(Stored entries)
PR #250, opened 2019-04-03
Implement where option to Reconcile

ChrisBr:
to make it possible to limit the number of records which get updated.

For instance, we have quite a big number of records and running periodically on all records might not work so it would make sense to run periodically only on a subset of the records and schedule it to different times.

Does this make sense?


magnusvk:
@ChrisBr this looks great, thank you. Can you merge in the latest master to get the specs green before I merge?

ChrisBr:
@magnusvk rebased 👍

magnusvk:
@ChrisBr thanks for this, too! Will go out with 2.2.0 as well.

Assignment:
Within the data above, pick out all lines holding the word "make".

Answer space:
to make it possible to limit the number of records which get updated.
For instance, we have quite a big number of records and running periodically on all records might not work so it would make sense to run periodically only on a subset of the records and schedule it to different times.
Does this make sense?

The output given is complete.